We are now left with one man's interpretation of that so-called revealing.

It is simply illogical for a god to reveal mankinds fate to one man.

Even Klattu knew he couldn't reveal mankinds fate to just one man. ;)

no it revealed to countless Prophets (peace be upon them all) since the first man, Adam.

The Torah was sent by Allah. after a number of years it started to become corrupt so the Bible was then sent. this to became corrupt and changed by man (this is blatanlty obviuos aswell), so the Quran was revelaed as the finall message which was promised to be unchanged.
 
Proud_Muslim said:
But who said to you that God sent only one prophet ?? we Muslims believe GOD or Allah ( the arabic name for God ) sent thousands of prophets and he sealed them with prophet Muahmmad (pbuh ).
Names and addresses please.

If God had sent thousands of prophets then where are they? Why did they fail? God could easily have chosen people who he knew, with his help, would succeed in spreading his message. Yet there is no sign of them.

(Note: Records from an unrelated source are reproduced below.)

PR #359, opened 2023-03-29
[USDU-328] Fix for IndexOutOfRangeException when importing UsdSkel

vickycl:
## Purpose of this PR

**Ticket/Jira #:** USDU-328 / #352 
Fixes the IndexOutOfRangeException when importing Pixar's Human Female UsdSkel example. My PR #343 introduced a regression for Skinned Meshes, which use the cached triangulatedFaceVertexIndices to map from the new unwelded vertices to the old ones. My change to switch from a List to an array hid that there was no longer a copy, so the triangulatedFaceVertexIndices was now referencing the same array as faceVertexIndices, which was later changed. I've changed all the arrays that are needed to hold backups in this code to have a copy.

There was also an unreported issue with ALab 2 where some of the arbitrary primvars are stated to have face varying interpolation, but do not have one value per vertex per face, which is a (potentially problematic) requirement in our import process. I changed this to give a warning and use GuessInterpolation to find the next best behaviour. 

This PR also optimizes ImportSkinning a bit, by removing costly gets and sets to native arrays, and instead working on a managed array that is fed into a native array later.

## Testing

Manually tested on Pixar's human female, ALab and another triangle-heavy file. I'd like to add some automated tests but this isn't straightforward for this edge case (we have existing tests in this area that didn't catch it).

The copying of the array does unfortunately regress the performance. I minimized as much as possible by using the lightweight Buffer.BlockCopy, but in the 'SphereCube' sample this increases the Triangulate time by ~40%. However, coupled with the optimization for TriangulateAttributes(), overall the import for ALab improved from 45s to 39s on my machine, so the extra <1s in BackupTopology() is somewhat less noticeable.

## Overall Product Risks

**Complexity:** Low

**Halo Effect:** Low

## Additional information

**Note to reviewers:**

**Reminder:**

### DIFF
--- a/package/com.unity.formats.usd/Runtime/Scripts/IO/Geometry/MeshImporter.cs
+++ b/package/com.unity.formats.usd/Runtime/Scripts/IO/Geometry/MeshImporter.cs
@@ -361,13 +361,17 @@ namespace Unity.Formats.USD
 
             int isNotConstant = weightsInterpolation.GetString() == UsdGeomTokens.constant ? 0 : 1;
 
+            // Convert the USD joint weights and indices into a Unity BoneWeights array, including remapping to the new triangulated vertices where required
             for (var vertexIndex = 0; vertexIndex < vertexCount; vertexIndex++)
             {
+                // For every new vertex, get the original vertex if it has been triangulated
                 var originalVertexIndex = remapIndices ? usdMesh.triangulatedFaceVertexIndices[vertexIndex] * weightsElementSize : vertexIndex * weightsElementSize;
                 var vertexLookupIndex = isNotConstant * originalVertexIndex;
 
+                // This intermediary array is faster than getting/setting to a NativeArray in a loop
                 bonesPerVertexArray[vertexIndex] = (byte)weightsElementSize;
 
+                // Create a BoneWeight for every element at every vertex
                 for (var weightElementIndex = 0; weightElementIndex < weightsElementSize; weightElementIndex++)
                 {
                     var boneWeight = new BoneWeight1();
--- a/package/com.unity.formats.usd/Runtime/Scripts/IO/Geometry/MeshImporter.cs
+++ b/package/com.unity.formats.usd/Runtime/Scripts/IO/Geometry/MeshImporter.cs
@@ -346,8 +346,9 @@ namespace Unity.Formats.USD
                 throw new Exception("Joints weights information are invalid or empty for: " + path);
             }
 
-            var bonesPerVertex = new NativeArray<byte>(unityMesh.vertexCount, Allocator.Temp);
-            var boneWeights1 = new NativeArray<BoneWeight1>(unityMesh.vertexCount * weightsElementSize, Allocator.Temp);
+            int vertexCount = unityMesh.vertexCount;
+            var bonesPerVertexArray = new byte[vertexCount];
+            var boneWeightsArray = new BoneWeight1[vertexCount * weightsElementSize];
 
             // Remap the vertex indices if mesh attribute have been converted to faceVarying
             var remapIndices = weightsInterpolation.GetString() == UsdGeomTokens.vertex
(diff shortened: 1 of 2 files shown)


package/com.unity.formats.usd/Runtime/Scripts/IO/Geometry/MeshImporter.cs
```diff
@@ -346,31 +346,39 @@ public static void ImportSkinning(string path, SanitizedMeshSample usdMesh, Mesh
...
+            var boneWeightsArray = new BoneWeight1[vertexCount * weightsElementSize];
 
             // Remap the vertex indices if mesh attribute have been converted to faceVarying
             var remapIndices = weightsInterpolation.GetString() == UsdGeomTokens.vertex
                 && usdMesh.arePrimvarsFaceVarying;
 
             int isNotConstant = weightsInterpolation.GetString() == UsdGeomTokens.constant ? 0 : 1;
 
-            for (var i = 0; i < unityMesh.vertexCount; i++)
+            for (var vertexIndex = 0; vertexIndex < vertexCount; vertexIndex++)
```
michaeljblain, line 365: We should add a comment describing what this loop is doing.

package/com.unity.formats.usd/Runtime/Scripts/IO/Geometry/MeshImporter.cs
```diff
@@ -346,31 +346,39 @@ public static void ImportSkinning(string path, SanitizedMeshSample usdMesh, Mesh
...
             {
-                var unityIndex = remapIndices ? usdMesh.triangulatedFaceVertexIndices[i] * weightsElementSize : i * weightsElementSize;
-                var usdIndex = isNotConstant * unityIndex;
+                var originalVertexIndex = remapIndices ? usdMesh.triangulatedFaceVertexIndices[vertexIndex] * weightsElementSize : vertexIndex * weightsElementSize;
+                var vertexLookupIndex = isNotConstant * originalVertexIndex;
 
-                bonesPerVertex[i] = (byte)weightsElementSize;
+                bonesPerVertexArray[vertexIndex] = (byte)weightsElementSize;
```
michaeljblain, line 372: `bonesPerVertexArray` is just an array with all elements having the same constant value. Can we not just initialize the NativeArray directly with all values at the end of this method and thus save the intermediate allocation and loop assignment?

michaeljblain (changes requested):
Looks good. Some minor feedback.

package/com.unity.formats.usd/Runtime/Scripts/IO/Geometry/MeshImporter.cs
vickycl: I couldn't find a NativeArray constructor that took a single value to initialize to, and the getter and setter for NativeArray are slow so it was measurably faster to allocate the intermediary C# array and construct the native one from it than assigning each element during the loop. I tried doing it in a separate loop for better cache coherency but any performance difference was indistinguishable from noise. I haven't been able to measure the GC impact of the additional array, though.

package/com.unity.formats.usd/Runtime/Scripts/IO/Geometry/MeshImporter.cs
vickycl: Done :)

package/com.unity.formats.usd/Runtime/Scripts/IO/Geometry/MeshImporter.cs
michaeljblain: Thanks for investigating. Let's move forward with what we have so as to not hold things up.

michaeljblain (approved):

package/com.unity.formats.usd/Runtime/Scripts/IO/SanitizedSamples.cs
```diff
@@ -486,44 +492,67 @@ static void FlattenPrimvar(Primvar<object> primvar)
...
         }
 
-        internal static void TriangulateAttributes<T>(ref T[] values, int[] faceVertexCount, bool changeHandedness)
+        internal static void TriangulateAttributes<T>(ref T[] values, int[] faceVertexCounts, bool changeHandedness)
         {
-            var newValues = new List<T>();
-            var last = 0;
-            for (var i = 0; i < faceVertexCount.Length; i++)
+            int newFacesCount = 0;
+            for (int i = 0; i < faceVertexCounts.Length; i++)
```
lee-aandrew: a little nitpick but can we perhaps change this to a foreach loop for better readability?

package/com.unity.formats.usd/Runtime/Scripts/IO/SanitizedSamples.cs
```diff
@@ -486,44 +492,67 @@ static void FlattenPrimvar(Primvar<object> primvar)
...
-        /// <remarks> If the interpolation of the array to convert is not known, it will be guessed based on the length of the array. </remarks
+        /// <remarks> If the interpolation of the array to convert is not known, it will be guessed based on the length of the array. </remarks>
         void ConvertInterpolationToFaceVarying<T>(ref T[] values, int[] vertexIndices, bool changeHandedness = false, TfToken interpolation = null)
         {
             if (values == null)
                 return;
 
-            if (interpolation == null)
-                interpolation = GuessInterpolation(values.Length);
+            var newInterpolation = GuessInterpolation(values.Length);
```
lee-aandrew, line 547: it seems like we now call GuessInterpolation no matter what the given interpolation was - i am guessing that when interpolation is given it should in most cases match the result of GuessInterpolation? 

Is this done as validation?
if so, is GuessInterpolation a quick process? If it is, should we now provide a "Skip Interpolation Validation" flag for more experienced users?  (Assuming this is shared code when Updating a USD file under the "Conversions" setting)

package/com.unity.formats.usd/Runtime/Scripts/IO/SanitizedSamples.cs
vickycl: I guess that's a matter of preference, personally I find a for loop more readable 😅 Maybe that's just me though, if you prefer foreach I will change it

package/com.unity.formats.usd/Runtime/Scripts/IO/SanitizedSamples.cs
vickycl: Yep, that's the intention. It turns out now that we have arbitrary primvars we can't trust the authoring DCC of the USD file to actually have set the correct interpolation token. In the majority of cases no interpolation is passed in, so it was always performing the 'guess' anyway. GuessInterpolation is pretty cheap and this won't be a particularly hot path so I don't think we need to expose it to users. This whole area is quite hacky because we're forcing all the attributes to be face varying instead of just using what they're authored as.

package/com.unity.formats.usd/Runtime/Scripts/IO/SanitizedSamples.cs
lee-aandrew: thank you, but as you said its a matter of preference so its okay, i also see that you used for loops instead of foreach for the loops below, so i think its better to be consistent

Plus I once read that foreach loop was faster than for-loops, but after checking it again, it seems that i read it wrong and there's no real difference in real-world usage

All you can claim a few old prophets from the Bible all of whom seem to disagree with each other and Muhammad. For example, neither Abraham or Moses ever mention anything about an afterlife! Yet Jesus and Muhammad rant on about it all the time.

Did you read it ???
Yes. Though admittedly I rushed through it. There is nothing there that anybody of that time could not have said or known (especially the science).
 
So allah reveals himself to this person and that person and whenever he chooses. If somebody came to you right now and said that he is the next prophet from allah and he has more knowledge and messages from allah that was not given out before, would you believe him? Why do prophets have to be within a certain time period? There were prophets before jesus and mohammad came after jesus. Maybe there are still more to come. In that case you would have to believe in anyone who claims they are a prophet. Would you? Or do you prefer to pick and choose your prophets.

The sun reveals itself to everyone. Why can't allah?